(Collected data)
((
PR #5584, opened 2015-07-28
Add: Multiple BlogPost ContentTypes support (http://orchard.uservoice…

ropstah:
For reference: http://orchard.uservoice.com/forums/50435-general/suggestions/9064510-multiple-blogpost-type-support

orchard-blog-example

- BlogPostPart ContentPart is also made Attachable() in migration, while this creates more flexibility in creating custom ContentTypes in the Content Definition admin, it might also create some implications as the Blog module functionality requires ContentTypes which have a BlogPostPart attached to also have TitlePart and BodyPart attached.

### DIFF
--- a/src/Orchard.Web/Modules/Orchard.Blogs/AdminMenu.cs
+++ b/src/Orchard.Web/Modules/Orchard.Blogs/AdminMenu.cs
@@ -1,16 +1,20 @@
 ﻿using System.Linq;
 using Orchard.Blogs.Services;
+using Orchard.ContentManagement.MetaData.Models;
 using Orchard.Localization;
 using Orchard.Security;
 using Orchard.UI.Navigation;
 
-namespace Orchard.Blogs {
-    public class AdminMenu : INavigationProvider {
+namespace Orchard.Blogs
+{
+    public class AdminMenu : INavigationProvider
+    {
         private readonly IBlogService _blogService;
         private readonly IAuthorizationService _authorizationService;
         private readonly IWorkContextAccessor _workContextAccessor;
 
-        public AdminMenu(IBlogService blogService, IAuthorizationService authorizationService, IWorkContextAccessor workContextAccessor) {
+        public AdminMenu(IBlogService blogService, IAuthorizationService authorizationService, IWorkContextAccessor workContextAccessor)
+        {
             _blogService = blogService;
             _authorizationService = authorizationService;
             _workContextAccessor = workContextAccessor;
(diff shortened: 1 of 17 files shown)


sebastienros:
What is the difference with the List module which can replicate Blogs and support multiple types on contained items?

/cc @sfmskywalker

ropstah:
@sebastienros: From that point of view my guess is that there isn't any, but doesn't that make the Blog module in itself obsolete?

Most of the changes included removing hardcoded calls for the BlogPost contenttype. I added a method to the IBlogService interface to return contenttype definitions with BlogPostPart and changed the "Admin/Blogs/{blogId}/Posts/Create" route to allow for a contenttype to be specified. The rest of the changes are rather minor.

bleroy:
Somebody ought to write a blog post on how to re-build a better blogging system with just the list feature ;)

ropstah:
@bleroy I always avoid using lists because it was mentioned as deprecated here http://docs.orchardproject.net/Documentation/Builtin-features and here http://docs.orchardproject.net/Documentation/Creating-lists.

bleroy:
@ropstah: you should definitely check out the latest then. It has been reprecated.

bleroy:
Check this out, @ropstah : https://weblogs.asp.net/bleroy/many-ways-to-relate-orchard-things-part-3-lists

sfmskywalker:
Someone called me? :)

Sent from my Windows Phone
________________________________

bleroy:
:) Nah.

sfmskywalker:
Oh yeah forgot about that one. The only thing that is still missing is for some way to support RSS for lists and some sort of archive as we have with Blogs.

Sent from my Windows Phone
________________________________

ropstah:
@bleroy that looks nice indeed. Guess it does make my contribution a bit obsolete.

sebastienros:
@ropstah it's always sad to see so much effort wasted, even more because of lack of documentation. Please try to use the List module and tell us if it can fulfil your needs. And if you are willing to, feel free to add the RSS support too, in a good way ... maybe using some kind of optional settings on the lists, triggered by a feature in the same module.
))
- [Exercise instructions] The answer should be a single number: how many lines of the entries hold "INavigationProvider".

- [Solution] 2